How to complete this task: Scan the data for "approved" and copy the lines it appears in.

[Saved entries]

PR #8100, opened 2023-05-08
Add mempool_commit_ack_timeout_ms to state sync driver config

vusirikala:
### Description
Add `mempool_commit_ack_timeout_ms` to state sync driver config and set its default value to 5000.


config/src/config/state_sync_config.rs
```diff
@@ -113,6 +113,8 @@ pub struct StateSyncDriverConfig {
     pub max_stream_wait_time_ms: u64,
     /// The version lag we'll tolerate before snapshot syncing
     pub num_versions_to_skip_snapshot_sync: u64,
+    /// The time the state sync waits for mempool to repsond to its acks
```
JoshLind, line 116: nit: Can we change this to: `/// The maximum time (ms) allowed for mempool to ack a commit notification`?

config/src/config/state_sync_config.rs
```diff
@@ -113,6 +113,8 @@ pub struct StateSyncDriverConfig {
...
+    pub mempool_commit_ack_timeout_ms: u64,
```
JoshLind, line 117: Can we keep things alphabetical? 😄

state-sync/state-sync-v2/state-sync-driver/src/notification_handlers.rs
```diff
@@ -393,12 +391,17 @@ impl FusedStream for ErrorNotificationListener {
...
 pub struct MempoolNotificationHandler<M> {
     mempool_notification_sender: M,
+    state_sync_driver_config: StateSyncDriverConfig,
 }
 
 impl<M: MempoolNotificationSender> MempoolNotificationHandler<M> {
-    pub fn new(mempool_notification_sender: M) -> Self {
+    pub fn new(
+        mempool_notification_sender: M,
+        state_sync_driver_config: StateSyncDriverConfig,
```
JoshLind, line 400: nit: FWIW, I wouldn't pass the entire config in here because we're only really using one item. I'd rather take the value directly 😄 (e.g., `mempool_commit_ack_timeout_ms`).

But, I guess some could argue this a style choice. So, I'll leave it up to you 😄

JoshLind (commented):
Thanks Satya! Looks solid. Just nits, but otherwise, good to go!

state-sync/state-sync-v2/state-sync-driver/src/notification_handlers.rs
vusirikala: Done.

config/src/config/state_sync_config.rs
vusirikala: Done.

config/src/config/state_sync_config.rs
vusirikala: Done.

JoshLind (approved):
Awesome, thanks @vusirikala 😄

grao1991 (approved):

...

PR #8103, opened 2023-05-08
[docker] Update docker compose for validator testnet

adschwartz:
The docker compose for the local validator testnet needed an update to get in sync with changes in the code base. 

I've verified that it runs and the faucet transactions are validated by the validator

Task solution:
JoshLind (approved):
grao1991 (approved):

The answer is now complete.